The simplest way to instantiate an FidArray
is by
using the from_path()
method, and specifying
the path of the .fid directory:
import nmrpy
fid_array = nmrpy.data_objects.FidArray.from_path(fid_path='./tests/test_data/test1.fid')
You will notice that the fid_array object is instantiated and now owns
several attributes, amongst others, which are of the form fidXX where XX is
a number starting at 00. These are the individual arrayed
Fid
objects.
Apodisation and Fourier-transformation¶
To quickly visualise the imported data, we can use the plotting functions owned
by each Fid
instance. This will not display the
imaginary portion of the data:
fid_array.fid00.plot_ppm()
We now perform apodisation of the FIDs using the default value of 5 Hz, and visualise the result:
fid_array.emhz_fids()
fid_array.fid00.plot_ppm()
Finally, we Fourier-transform the data into the frequency domain:
fid_array.ft_fids()
fid_array.fid00.plot_ppm()
Phase-correction¶
It is clear from the data visualisation that at this stage the spectra require
phase-correction. NMRPy provides a number of GUI widgets for manual processing
of data. In this case we will use the phaser()
method on fid00:
fid_array.fid00.phaser()
Dragging with the left mouse button and right mouse button will apply zero- and first-order phase-correction respectively.
Alternatively, automatic phase-correction can be applied at either the
FidArray
or Fid
level. We will apply it to the whole array:
fid_array.phase_correct_fids()
And plot an array of the phase-corrected data:
fid_array.plot_array()
Zooming in on the relevant peaks, and filling the spectra produces a more interesting plot:
fid_array.plot_array(upper_ppm=7, lower_ppm=-1, filled=True, azim=-76, elev=23)
At this stage it is useful to discard the imaginary component of our data, and
possibly normalise the data (by the maximum data value amongst the
Fid
objects):
fid_array.real_fids()
fid_array.norm_fids()
Peak-picking¶
To begin the process of integrating peaks by deconvolution, we will need to
pick some peaks. The peaks
object is an array
of peak positions, and ranges
is an array of
range boundaries. These two objects are used in deconvolution to integrate the
data by fitting Lorentzian/Gaussian peakshapes to the spectra.
peaks
may be specified programatically, or
picked using the interactive GUI widget:
fid_array.peakpicker(fid_number=10)
Left-clicking specifies a peak selection with a vertical red line. Dragging with a right-click specifies a range to fit independently with a grey rectangle:
Ranges divide the data into smaller portions, which significantly speeds up the process of fitting of peakshapes to the data. Range-specification also prevents incorrect peaks from being fitted by the fitting algorithm.

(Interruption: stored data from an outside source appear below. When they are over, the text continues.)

PR #230, opened 2023-08-07
Make `memo` less spammy for logs/instrumentation

petersalas:
This changes `memo` and `withContext` to introduce wrapper elements less aggressively so as not to bloat instrumentation with `<Memoized>`/`<MemoizedGenerator>` et al.

Additionally, change the `memoizedId` semantics so that memoized _subtrees_ are tagged with the same memoization ID, rather than assigning new IDs at each layer. This will be used subsequently to allow instrumentation to associate each memoized subtree to a single asynchronous render (drastically improving instrumentation legibility).


NickHeiner (approved):
I didn't review this super closely tbh.

Is there anything in the docs we should update, given the changed semantics?

petersalas:
> Is there anything in the docs we should update, given the changed semantics?

I don't think so, no -- these are all internal implementation details.

PR #232, opened 2023-08-08
Add ability to customize debug representation

petersalas:
Allow elements to have custom `debug` representations and use it so that the debug representation of streaming `<AssistantMessage>`s includes the streamed value thus far.


packages/ai-jsx/src/lib/anthropic.tsx
```diff
@@ -175,32 +176,34 @@ export async function* AnthropicChatModel(
...
-          }
-
-          logger.debug({ completion: resultSoFar }, 'Anthropic completion finished');
-          return AI.AppendOnlyStream;
-        })()
-      )}
-    </AssistantMessage>
+  let accumulatedContent = '';
+  let complete = false;
+  const Stream = async function* (): AI.RenderableStream {
```
NickHeiner, line 181: Any reason not to do the traditional `async function* Stream(): AI.RenderableStream {` here?

PR #234, opened 2023-08-09
Fix ai-jsx ref for fixie package

juberti:


packages/fixie/src/index.tsx
```diff
@@ -1,3 +1,4 @@
+import 'dotenv/config';
```
petersalas, line 1: Can probably remove this one now :)

petersalas (approved):

PR #237, opened 2023-08-11
Model updates

NickHeiner:
Fixing some issues I ran in to when trying to use new models.

See the changelog for more detail about what's changing.


packages/ai-jsx/src/batteries/use-tools.tsx
```diff
@@ -4,97 +4,9 @@
  * @packageDocumentation
  */
 
-import {
```
NickHeiner, line 7: Removing the prompt-engineered polyfill re @zkoch's suggestion, which I agree with.

PR #238, opened 2023-08-14
Add token counts to OpenTel traces

NickHeiner:
This makes it easier to know how different types of content (e.g. system messages, docsQA, etc) are contributing to the final token count.

This will not exhaustively cover all usecases.

This also adds a unit test.


packages/ai-jsx/src/core/opentelemetry.ts
```diff
@@ -59,8 +63,12 @@ export function openTelemetryStreamRenderer(streamRenderer: StreamRenderer): Str
           throw ex;
         } finally {
           if (result) {
+            const resultIsPartial = result.find(isElement);
             // Record the rendered value.
-            span.setAttribute('ai.jsx.result', result.find(isElement) ? debug(result, true) : result.join(''));
+            span.setAttribute('ai.jsx.result', resultIsPartial ? debug(result, true) : result.join(''));
+            if (!resultIsPartial) {
+              span.setAttribute('ai.jsx.result.tokenCount', getEncoder().encode(result.join('')).length);
+            }
```
NickHeiner, line 71: It seems like it would be nice if this and the standard logging were unified, such that we only had one place to attach metadata to render results.

@petersalas, I'm guessing your preferred means of that unification would be to kill the other logging. :smile:

petersalas: Yup exactly

packages/ai-jsx/src/core/opentelemetry.ts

Having used the peakpicker()
FidArray
method (as opposed to the
peakpicker()
on each individual
Fid
instance), the peak and range selections have
now been assigned to each Fid
in the array:
print(fid_array.fid00.peaks)
[ 4.73 4.63 4.15 0.55]
print(fid_array.fid00.ranges)
[[ 5.92 3.24]
[ 1.19 -0.01]]
Deconvolution¶
Individual Fid
objects can be deconvoluted with
deconv()
. FidArray
objects can be deconvoluted with
deconv_fids()
. By default this is a
multiprocessed method (mp=True), which will fit pure Lorentzian lineshapes
(frac_gauss=0.0) to the peaks
and
ranges
specified in each
Fid
.
We shall fit the whole array at once:
fid_array.deconv_fids()
And visualise the deconvoluted spectra:
fid_array.fid10.plot_deconv()
Zooming-in to a set of peaks makes clear the fitting result:
fid_array.fid10.plot_deconv(upper_ppm=5.5, lower_ppm=3.5)

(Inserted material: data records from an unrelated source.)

PR #240, opened 2023-08-16
Add explicit prompt/completion logging/attributes, skip tracing for synchronous components

petersalas:
1. Add explicit (conversational) prompt/completion logging and span attributes, including token counts
2. Skip OpenTelemetry tracing for non-root synchronous components, which drastically simplifies the traces
3. Remove universal `ai.jsx.result.tokenCount` span attribute, which doesn't have the opportunity to handle conversational messages correctly

### DIFF
--- a/packages/ai-jsx/src/core/conversation.tsx
+++ b/packages/ai-jsx/src/core/conversation.tsx
@@ -204,6 +204,8 @@ function toConversationMessages(partialRendering: AI.PartiallyRendered[]): Conve
 export async function renderToConversation(
   conversation: AI.Node,
   render: AI.ComponentContext['render'],
+  logger?: AI.ComponentContext['logger'],
+  logType?: 'prompt' | 'completion',
   cost?: (message: ConversationMessage, render: AI.ComponentContext['render']) => Promise<number>,
   budget?: number
 ) {
@@ -215,7 +217,21 @@ export async function renderToConversation(
     ) : (
       conversation
     );
-  return toConversationMessages(await render(conversationToUse, { stop: isConversationalComponent }));
+  const messages = toConversationMessages(await render(conversationToUse, { stop: isConversationalComponent }));
+
+  if (logger && logType) {
+    const loggableMessages = await Promise.all(
+      messages.map(async (m) => ({
+        element: debug(m.element, true),
+        ...(cost && { cost: await cost(m, render) }),
+      }))
+    );
+
+    logger.setAttribute(`ai.jsx.${logType}`, JSON.stringify(loggableMessages));
+    logger.info({ [logType]: { messages: loggableMessages } }, `Got ${logType} conversation`);
+  }
+
+  return messages;
 }
 
 /**
@@ -258,14 +274,14 @@ export async function* Converse(
     reply: (messages: ConversationMessage[], fullConversation: ConversationMessage[]) => AI.Renderable;
     children: AI.Node;
   },
-  { render, memo }: AI.ComponentContext
+  { render, memo, logger }: AI.ComponentContext
 ): AI.RenderableStream {
   yield AI.AppendOnlyStream;
 
   const fullConversation = [] as ConversationMessage[];
   let next = memo(children);
   while (true) {
-    const newMessages = await renderToConversation(next, render);
+    const newMessages = await renderToConversation(next, render, logger);
     if (newMessages.length === 0) {
       break;
     }
--- a/packages/ai-jsx/src/core/log.ts
+++ b/packages/ai-jsx/src/core/log.ts
@@ -155,22 +155,16 @@ export class CombinedLogger extends LogImplementation {
     super();
   }
 
-  log(
-    level: LogLevel,
-    element: Element<any>,
-    renderId: string,
-    metadataOrMessage: string | object,
-    message?: string | undefined
-  ): void {
-    this.loggers.forEach((l) => l.log(level, element, renderId, metadataOrMessage, message));
+  log(...args: Parameters<LogImplementation['log']>): void {
+    this.loggers.forEach((l) => l.log(...args));
   }
 
-  logException(element: Element<object>, renderId: string, exception: unknown): void {
-    this.loggers.forEach((l) => l.logException(element, renderId, exception));
+  logException(...args: Parameters<LogImplementation['logException']>): void {
+    this.loggers.forEach((l) => l.logException(...args));
   }
 
-  setAttribute(element: Element<any>, renderId: string, key: string, value: string): void {
-    this.loggers.forEach((l) => l.setAttribute(element, renderId, key, value));
+  setAttribute(...args: Parameters<LogImplementation['setAttribute']>): void {
+    this.loggers.forEach((l) => l.setAttribute(...args));
   }
 }
 
--- a/packages/ai-jsx/src/core/log.ts
+++ b/packages/ai-jsx/src/core/log.ts
@@ -6,6 +6,7 @@
 import _ from 'lodash';
 import pino from 'pino';
 import { Element } from './node.js';
+import opentelemetry from '@opentelemetry/api';
 import { logs, type Logger as OpenTelemetryLoggerInterface } from '@opentelemetry/api-logs';
 import { getEnvVar } from '../lib/util.js';
 
@@ -14,7 +15,9 @@ export type LogLevel = 'fatal' | 'error' | 'warn' | 'info' | 'debug' | 'trace';
 /**
  * A Logger represents an object that can log messages.
  */
-export type Logger = Record<LogLevel, (obj: object | string, msg?: string) => void>;
+export type Logger = Record<LogLevel, (obj: object | string, msg?: string) => void> & {
+  setAttribute: (key: string, value: string) => void;
+};
 
 /**
  * An abstract class that represents an implementation of {@link Logger}.
@@ -64,6 +67,11 @@ export abstract class LogImplementation {
       `Rendering element ${elementTag} failed with exception: ${exception}`
     );
   }
+
+  /**
+   * Sets an attribute to be associated with the rendering of a particular element.
+   */
+  setAttribute(_element: Element<any>, _renderId: string, _key: string, _value: string) {}
 }
 
 /**
@@ -129,6 +137,14 @@ export class OpenTelemetryLogger extends LogImplementation {
       },
     });
   }
+
+  setAttribute(element: Element<any>, renderId: string, key: string, value: string): void {
+    // Set the attribute on the current span.
+    const span = opentelemetry.trace.getActiveSpan();
+    if (span) {
+      span.setAttribute(key, value);
+    }
+  }
 }
 
 /**
@@ -152,6 +168,10 @@ export class CombinedLogger extends LogImplementation {
   logException(element: Element<object>, renderId: string, exception: unknown): void {
     this.loggers.forEach((l) => l.logException(element, renderId, exception));
   }
+
+  setAttribute(element: Element<any>, renderId: string, key: string, value: string): void {
+    this.loggers.forEach((l) => l.setAttribute(element, renderId, key, value));
+  }
 }
 
 /**
@@ -170,4 +190,5 @@ export class BoundLogger implements Logger {
   info = (obj: object | string, msg?: string) => this.impl.log('info', this.element, this.renderId, obj, msg);
   debug = (obj: object | string, msg?: string) => this.impl.log('debug', this.element, this.renderId, obj, msg);
   trace = (obj: object | string, msg?: string) => this.impl.log('trace', this.element, this.renderId, obj, msg);
+  setAttribute = (key: string, value: string) => this.impl.setAttribute(this.element, this.renderId, key, value);
 }
--- a/packages/ai-jsx/src/core/opentelemetry.ts
+++ b/packages/ai-jsx/src/core/opentelemetry.ts
@@ -3,10 +3,9 @@ import { PartiallyRendered, StreamRenderer } from './render.js';
 import { Element, isElement } from './node.js';
 import { memoizedIdSymbol } from './memoize.js';
 import { debug } from './debug.js';
-import { getEncoding } from 'js-tiktoken';
-import _ from 'lodash';
+import { getEnvVar } from '../lib/util.js';
 
-function bindAsyncGeneratorToActiveContext<T = unknown, TReturn = any, TNext = unknown>(
+export function bindAsyncGeneratorToActiveContext<T = unknown, TReturn = any, TNext = unknown>(
   generator: AsyncGenerator<T, TReturn, TNext>
 ): AsyncGenerator<T, TReturn, TNext> {
   const activeContext = context.active();
@@ -31,6 +30,10 @@ interface MemoizedIdAndOwner {
   isOwner: boolean;
 }
 
+// Indicates whether we're currently tracing _any_ component so that we can skip
+// tracing non-root synchronous components.
+const isTracingComponent = createContextKey('Whether the current async context is tracing a component');
+
 // Indicates whether the current async context is responsible for tracing the memoized subtree.
 const activeMemoizedIdStorage = createContextKey('The active MemoizedIdAndOwner');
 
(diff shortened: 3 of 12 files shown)


petersalas:
@NickHeiner do you think this tracing/logging is good/comprehensive enough to remove the full render logging/token count attribute? Here's an [example trace](https://app.datadoghq.com/apm/trace/14113410336604669720) from the use-tools example

packages/ai-jsx/src/core/log.ts
```diff
@@ -129,6 +137,14 @@ export class OpenTelemetryLogger extends LogImplementation {
...
     });
   }
+
+  setAttribute(element: Element<any>, renderId: string, key: string, value: string): void {
+    // Set the attribute on the current span.
+    const span = opentelemetry.trace.getActiveSpan();
+    if (span) {
+      span.setAttribute(key, value);
+    }
+  }
```
NickHeiner, line 147: Heh, it's a bit funny that `element` isn't actually used in this method – do we actually want to commit ourselves to there only ever being one active span? And for that span only being linked to an element? Does that conflict with using a span to track the API call to the model provider? Maybe I'm missing something here.

Does this even work reliably with async?

packages/ai-jsx/src/core/conversation.tsx
```diff
@@ -204,6 +204,8 @@ function toConversationMessages(partialRendering: AI.PartiallyRendered[]): Conve
 export async function renderToConversation(
   conversation: AI.Node,
   render: AI.ComponentContext['render'],
+  logger?: AI.ComponentContext['logger'],
+  logType?: 'prompt' | 'completion',
```
NickHeiner, line 208: What's the case where these two values are undefined?

packages/ai-jsx/src/core/conversation.tsx
```diff
@@ -215,7 +217,21 @@ export async function renderToConversation(
...
+  if (logger && logType) {
+    const loggableMessages = await Promise.all(
+      messages.map(async (m) => ({
+        element: debug(m.element, true),
+        ...(cost && { cost: await cost(m, render) }),
+      }))
+    );
+
+    logger.setAttribute(`ai.jsx.${logType}`, JSON.stringify(loggableMessages));
+    logger.info({ [logType]: { messages: loggableMessages } }, `Got ${logType} conversation`);
```
NickHeiner, line 231: Are there links you can share of how this looks?

packages/ai-jsx/src/core/opentelemetry.ts
```diff
@@ -66,9 +78,6 @@ export function openTelemetryStreamRenderer(streamRenderer: StreamRenderer): Str
             const resultIsPartial = result.find(isElement);
             // Record the rendered value.
             span.setAttribute('ai.jsx.result', resultIsPartial ? debug(result, true) : result.join(''));
-            if (!resultIsPartial) {
-              span.setAttribute('ai.jsx.result.tokenCount', getEncoder().encode(result.join('')).length);
-            }
```
NickHeiner, line 71: lol I'm annoyed with myself for doing something that was basically useless... was there a good way for me to have known that this wasn't right?

packages/ai-jsx/src/core/opentelemetry.ts
```diff
@@ -31,24 +30,37 @@ interface MemoizedIdAndOwner {
...
 const activeMemoizedIdStorage = createContextKey('The active MemoizedIdAndOwner');
 
 function spanAttributesForElement(element: Element<any>): opentelemetry.Attributes {
   return { 'ai.jsx.tag': element.tag.name, 'ai.jsx.tree': debug(element, true) };
 }
 
-const getEncoder = _.once(() => getEncoding('cl100k_base'));
-
 export function openTelemetryStreamRenderer(streamRenderer: StreamRenderer): StreamRenderer {
+  const traceEveryComponent = Boolean(getEnvVar('AIJSX_OPENTELEMETRY_TRACE_ALL', false));
```
NickHeiner, line 45: Hmm... this is not a strong objection, but I feel like the more robust thing to do here is use loglevels. But I guess OpenTel and/or DataDog doesn't have a loglevel concept? So even if we were to annotate spans with a loglevel, the consumers we have today wouldn't be able to use that?

packages/ai-jsx/src/core/opentelemetry.ts
```diff
@@ -31,24 +30,37 @@ interface MemoizedIdAndOwner {
...
 
-  return (renderContext, renderable, shouldStop, appendOnly) => {
+  const wrappedRender: StreamRenderer = (renderContext, renderable, shouldStop, appendOnly) => {
     if (!isElement(renderable)) {
       return streamRenderer(renderContext, renderable, shouldStop, appendOnly);
     }
 
-    const activeContext = context.active();
+    let activeContext = context.active();
+    if (!traceEveryComponent && renderable.tag.constructor === Function && activeContext.getValue(isTracingComponent)) {
```
NickHeiner, line 54: Hmm. This seems like a clever heuristic that happens to eliminate most of the AI.JSX internal components, but I think the false positives of "userland components that also get eliminated" will be pretty frustrating ("where are my components?"). In the Sidekick Fantasy Football, for instance, I had [a synchronous user-land component](https://github.com/fixie-ai/sidekick-fantasy-football/blob/e74b07cda8ac953abb1c5fa872da9bc026b960b1/app/api/chat/stats.tsx). 

And the "non-async functions which return promises" thing also seems like a footgun.

What I would suggest instead, and I recognize this is annoyingly boilerplatey, is to explicitly mark every component with some sort of flag:

```ts
function SwitchContext() { }
SwitchContext.aiJSXInternal = true;

// or
SwitchContext.logInTelemetry = true;

// or
SwitchContext.telemetryLogLevel = 'trace';
```

This way, by default, every userland component shows up in the trace, which I think is what we want. And the latter two options I gave would let the user opt out of that as well.

packages/ai-jsx/src/core/opentelemetry.ts
```diff
@@ -91,13 +100,11 @@ export function openTelemetryStreamRenderer(streamRenderer: StreamRenderer): Str
...
-          tracer.startActiveSpan(
-            `<${renderable.tag.name}>`,
-            { attributes: spanAttributesForElement(renderable) },
-            renderInSpan
-          )
+        return tracer.startActiveSpan(
+          `<${renderable.tag.name}>`,
+          { attributes: spanAttributesForElement(renderable) },
+          activeContext.setValue(activeMemoizedIdStorage, { id: memoizedId, isOwner: true }),
+          renderInSpan
```
NickHeiner, line 107: What's the significance of passing `newContext` as a param to `startActiveSpan` instead of doing `context.with`?

packages/ai-jsx/src/core/render.ts
```diff
@@ -311,19 +311,10 @@ async function* renderStream(
...
-       * locate + call the model provider, etc.
-       *
-       * To get around this, maybe we want components to be able to choose the loglevel used for their rendering.
-       */
-      logImpl.log('debug', renderable, renderId, 'Start rendering element');
       const finalResult = yield* renderingContext.render(
         renderable.render(renderingContext, new BoundLogger(logImpl, renderId, renderable), appendOnly),
         recursiveRenderOpts
       );
-      logImpl.log('debug', renderable, renderId, { finalResult }, 'Finished rendering element');
```
NickHeiner, line 326: If we take this out, is there any other way to get this signal that doesn't involve OpenTel?

NickHeiner: I would be fine removing this if we replaced it with some sort of an "OpenTel console logger". That would be nicer, because we would be unifying the logging. And it would preserve visibility for people who can't/don't want to run Docker and have an external viewer like Jaeger or DD set up.

packages/ai-jsx/src/core/conversation.tsx
NickHeiner, line 208: What's the semantic difference between `prompt` and `completion`?

packages/examples/test/core/completion.tsx
```diff
@@ -53,9 +52,14 @@ afterEach(() => {
...
-  tracerProvider.addSpanProcessor(new SimpleSpanProcessor(memoryExporter));
-  trace.setGlobalTracerProvider(tracerProvider);
+  const sdk = new NodeSDK({
+    spanProcessor: new SimpleSpanProcessor(memoryExporter) as any,
+  });
+  sdk.start();
+
+  afterAll(async () => {
+    await sdk.shutdown();
+  });
```
NickHeiner, line 62: This can just be:

```suggestion
  afterAll(() =>  sdk.shutdown());
```

packages/ai-jsx/src/core/conversation.tsx
NickHeiner: Ah, it's the input and output?

packages/ai-jsx/src/core/conversation.tsx
NickHeiner: ah nm I see you shared https://app.datadoghq.com/apm/trace/14113410336604669720?graphType=flamegraph&shouldShowLegend=true&sort=time&spanID=15969530707541520513 in a separate comment

NickHeiner:
> @NickHeiner do you think this tracing/logging is good/comprehensive enough to remove the full render logging/token count attribute? Here's an [example trace](https://app.datadoghq.com/apm/trace/14113410336604669720) from the use-tools example

image

Maybe I'm missing something, but where do we see how many tokens `UseTools` resolved to?

packages/ai-jsx/src/core/log.ts
```diff
@@ -64,6 +67,11 @@ export abstract class LogImplementation {
       `Rendering element ${elementTag} failed with exception: ${exception}`
     );
   }
+
+  /**
+   * Sets an attribute to be associated with the rendering of a particular element.
+   */
+  setAttribute(_element: Element<any>, _renderId: string, _key: string, _value: string) {}
```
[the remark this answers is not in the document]
petersalas: Lint rule -- the alternative is to omit the parameters, is that preferable?

packages/ai-jsx/src/core/opentelemetry.ts
petersalas: Yeah I agree -- I looked around for something like that but I don't think that's a thing. I suspect the reason is that spans have a parent-child link, and so if you were to link an INFO span to a DEBUG span, any level based filter would have to buffer non-trivial state in order to patch up the relationships.

So I think any level-ish logic is on our side where we decide to emit them -- if we find ourselves wanting more granularity here we can model this after log levels but right now my philosophy is ~YAGNI.

packages/ai-jsx/src/core/log.ts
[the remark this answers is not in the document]
NickHeiner: Hmm, I suppose that `LogImplementation` is also serving as an interface in this case, so if you remove these params, then that could break other code. Leaving it is preferable then.

packages/ai-jsx/src/core/opentelemetry.ts
NickHeiner: Yep, that's fine with me.

packages/ai-jsx/src/core/opentelemetry.ts
petersalas: Yeah I started looking at this from exactly that angle but convinced myself that the juice wasn't going to be worth the squeeze vs. the async heuristic.

One long-running related thought I've had is whether "structural components" should be made explicitly inert with `string` or `Symbol` tags (e.g. `<AssistantMessage>` might become something like `<assistant>`). This might allow for:
 - natural distinction between no-op components and meaningful components for things like OTel
 - replace partial rendering with something more constrained/easier to reason about
 - avoid the "oops the tree was flattened" footgun
 - native tree serialization

(Don't worry, that's still just an idea at this point.)

packages/ai-jsx/src/core/conversation.tsx
petersalas: Right, specifically it indicates that the conversation is the input to/output from a chat model.

packages/ai-jsx/src/lib/openai.tsx
```diff
@@ -536,16 +539,19 @@ export async function* OpenAIChatModel(
...
         return AI.AppendOnlyStream;
       };
-      const assistantStream = memo(
-        <Stream {...debugRepresentation(() => `${accumulatedContent}${complete ? '' : '▮'}`)} />
+      const assistantMessage = memo(
+        <AssistantMessage>
+          <Stream {...debugRepresentation(() => `${accumulatedContent}${complete ? '' : '▮'}`)} />
+        </AssistantMessage>
       );
-      yield <AssistantMessage>{assistantStream}</AssistantMessage>;
```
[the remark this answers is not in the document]
petersalas: Nah, I just needed a reference to the assistant message instead of the stream and felt this was easier to read than

```tsx
<AssistantMessage>
   {memo(<Stream />)}
</AssistantMessage>
```

and in particular, I wanted to have the `render` and the `memo` call operate on the same value.

petersalas:
> Maybe I'm missing something, but where do we see how many tokens UseTools resolved to?

You can't -- my claim is that token counts are only meaningful _in the context of a single model_, so the token counts are only available on the `<OpenAIChatModel>` spans. In particular with things like context-window-trimming, the relationship between what `<UseTools>` renders to and the underlying model calls is non-trivial. (Also, which tokenizer should be used? What if different models are used?)

That said, a more well-defined thing we could do is _aggregate_ token usage as reported by the descendant model calls, but that's a different beast. (My inclination is also to do that aggregation downstream rather than in the code itself.)

packages/ai-jsx/src/core/log.ts
petersalas: It does work with async -- OpenTelemetry uses https://nodejs.org/api/async_context.html to propagate context. (Which works nicely modulo https://github.com/open-telemetry/opentelemetry-js/issues/2951, hence the temporary workarounds for generators)

If we were worried about competing spans we could add our own property on the context for something like "active AI.JSX render span" to distinguish between "active span" but I think it'd be unusual for a component to go through the trouble of entering a custom span and use `logger.setAttribute` (with the specific expectation of it landing on the render span). So I'm going to defer that :)

packages/ai-jsx/src/core/opentelemetry.ts
petersalas: Meh, I wouldn't go so far to say it's useless:
- It's not obvious from this code that there's extensive usage of partial rendering for conversations
- Maybe one hint of trouble is that there's no way to use the correct tokenizer here? (If we did token counting for Anthropic/Llama, that is.)
- That this code is far away from anything else that does token counting is also a bit dicey

packages/ai-jsx/src/core/render.ts
petersalas: There's a straightforward-ish way to set up a collector so that it emits things like:
```
Span #2
    Trace ID       : 48b03803a7fd4c6beea750037e9a846f
    Parent ID      : 939c625fdad147a9
    ID             : fd2a38dae778b6c9
    Name           : <OpenAICompletionModel>
    Kind           : Internal
    Start time     : 2023-08-18 16:09:22.015000064 +0000 UTC
    End time       : 2023-08-18 16:09:25.32702592 +0000 UTC
    Status code    : Ok
    Status message : 
Attributes:
     -> ai.jsx.tag: Str(OpenAICompletionModel)
     -> ai.jsx.tree: Str(<OpenAICompletionModel @memoizedId=1 model="text-davinci-003" maxTokens={100}>
  {"Q: Why is the sky blue?"}
  {"\n"}
  {"A:"}
</OpenAICompletionModel>)
     -> ai.jsx.result: Str( The sky is blue because molecules in the Earth's atmosphere scatter sunlight in all directions. Blue light is scattered more than other colors because it travels as shorter, smaller waves. This is why we see a blue sky most of the time.)
```
to the console.

Another alternative is to configure the OTel SDK to write spans to the console, though obviously that doesn't work well if the console is also being used for the inspector.

I guess my high level take is that I think these logs are so noisy that sifting through them _without_ a UI is of limited utility (or at least significantly _less_ useful) but that's certainly a judgment call.

Mainly I wanted to see if you were (at all) reluctant to see this go, which it sounds like you are, so I can bring them back. :)

packages/ai-jsx/src/core/opentelemetry.ts
petersalas: Oh, I meant to also add, re: the fantasy football example:
- I think the contents of such components are mainly useful when shown as part of the prompt (which is logged both as JSX and OpenAI request object)
- Such components are free to log whatever they want :)
- There's a cheesy but trivial workaround to opt into tracing, which is simply to make the function `async` (even if it doesn't use `await`)

NickHeiner:
> > Maybe I'm missing something, but where do we see how many tokens UseTools resolved to?
> 
> You can't -- my claim is that token counts are only meaningful _in the context of a single model_, so the token counts are only available on the `<OpenAIChatModel>` spans. In particular with things like context-window-trimming, the relationship between what `<UseTools>` renders to and the underlying model calls is non-trivial. (Also, which tokenizer should be used? What if different models are used?)
> 
> That said, a more well-defined thing we could do is _aggregate_ token usage as reported by the descendant model calls, but that's a different beast. (My inclination is also to do that aggregation downstream rather than in the code itself.)

Ok, great point that the tokenizer means the count is only meaningful within the context of a single model.

Broadly, the thing I'm trying to support is the ability to ask "how many tokens did I spend on docs vs API responses". My original solution was to give an output size for every component, but I agree with your points that there are some problems with that. Could we address that with your downstream aggregation suggestion?

packages/ai-jsx/src/core/render.ts
NickHeiner: Yes, in my judgment, the logs are noisy, but sifting through them is actually not that hard, and without them, setting up OpenTel is a meaningful burden. 

`ai-jsx-program | grep MyComponentName | npx pino-pretty` drops a lot of the noise for me.

NickHeiner (approved):
I disagree with some aspects of how this is being done but don't want to block on it.

Can you update https://docs.ai-jsx.com/guides/observability to reflect these changes?

And perhaps add one or two more unit tests?

petersalas:
> Broadly, the thing I'm trying to support is the ability to ask "how many tokens did I spend on docs vs API responses". My original solution was to give an output size for every component, but I agree with your points that there are some problems with that. Could we address that with your downstream aggregation suggestion?

IIUC I think that scenario is already addressed with the newly added `ai.jsx.prompt` attribute, which shows each conversation message given to the LLM and its weight.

fid_array.fid10.plot_deconv(upper_ppm=0.9, lower_ppm=0.2)
In this case, peaks 0 and 1 belong to glucose-6-phosphate, peak 2 belongs to fructose-6-phosphate, and peak 3 belongs to triethyl-phosphate.
We can view the deconvolution result for the whole array using
plot_deconv_array()
. Fitted peaks appear in
red:
fid_array.plot_deconv_array(upper_ppm=6, lower_ppm=3)
Peak integrals of the array are stored in
nmrpy.data_objects.FidArray.deconvoluted_integrals
, or in each
individual Fid
as
nmrpy.data_objects.Fid.deconvoluted_integrals
.
We could easily plot the species integrals using the following code:
import pylab
integrals = fid_array.deconvoluted_integrals.transpose()
g6p = integrals[0] + integrals[1]
f6p = integrals[2]
tep = integrals[3]
#scale species by internal standard tep
g6p = 5.0*g6p/tep.mean()
f6p = 5.0*f6p/tep.mean()
tep = 5.0*tep/tep.mean()
species = {'g6p': g6p,
'f6p': f6p,
'tep': tep}
fig = pylab.figure()
ax = fig.add_subplot(111)
for k, v in species.items():
ax.plot(fid_array.t, v, label=k)
ax.set_xlabel('min')
ax.set_ylabel('mM')
ax.legend(loc=0, frameon=False)
pylab.show()
Exporting/Importing¶
The current state of any FidArray
object can be
saved to file using the save_to_file()
method:
fid_array.save_to_file(filename='fidarray.nmrpy')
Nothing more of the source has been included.